Mata uang kripto terbesar di dunia ini terakhir diperdagangkan naik 0,6% ke level US$ 77.444,0 pada pukul 13:48 WIB. Bitcoin pulih setelah sempat menyentuh level terendah US$ 74.346,5 pada hari Minggu (24/5/2026).
Pasar keuangan mulai stabil setelah muncul tanda-tanda bahwa pembicaraan yang bertujuan mengakhiri konflik Timur Tengah yang telah berlangsung hampir tiga bulan ini, menunjukkan kemajuan.
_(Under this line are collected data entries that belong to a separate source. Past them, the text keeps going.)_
PR #5675, opened 2025-04-01
chore: datetime detection

achettyiitr:
# Description

- Use some valid timestamp formats for datetime detection instead of `dateparse.ParseAny`.

## Linear Ticket

- Resolves WAR-403

## Security


warehouse/transformer/internal/utils/utils_test.go
```diff
@@ -83,6 +84,30 @@ func TestValidTimestamp(t *testing.T) {
 	}
 }
 
+// BenchmarkValidTimestamp/ValidTimestamp_Valid
+// BenchmarkValidTimestamp/ValidTimestamp_Valid-12         				34838106	 	31.71 ns/op
+// BenchmarkValidTimestamp/ValidTimestamp_Invalid
+// BenchmarkValidTimestamp/ValidTimestamp_Invalid-12       	 			2619600	       	430.6 ns/op
+// BenchmarkValidTimestamp/ValidTimestamp_Invalid_Big_String
+// BenchmarkValidTimestamp/ValidTimestamp_Invalid_Big_String-12        	7234989	       	178.7 ns/op
```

Hal ini meredakan kekhawatiran akan gangguan berkepanjangan terhadap pengiriman minyak melalui Selat Hormuz.
Ekuitas global menguat sementara harga minyak melanjutkan penurunan di tengah harapan bahwa arus pengiriman dapat kembali normal jika kesepakatan tercapai.
Meski demikian, sentimen pasar tetap berhati-hati setelah Presiden AS Donald Trump menyatakan pada akhir pekan bahwa tidak ada yang “terburu-buru” untuk menyelesaikan kesepakatan dengan Iran, dan blokade AS di sekitar Hormuz masih berlanjut, sehingga meredam ekspektasi akan terobosan yang segera terjadi.
Kalangan investor terus memantau perkembangan seputar stok uranium Iran dan kemungkinan pembukaan kembali Selat Hormuz, yang merupakan jalur vital bagi aliran minyak mentah global.
Pasar kripto juga mendapat dukungan dari kabar bahwa Nasdaq PHLX menerima persetujuan bersyarat dari Komisi Sekuritas dan Bursa AS (SEC) untuk mencatatkan opsi indeks Bitcoin yang diselesaikan secara tunai dengan ticker QBTC, menunggu persetujuan akhir dari Commodity Futures Trading Commission. (Investing.com/nov)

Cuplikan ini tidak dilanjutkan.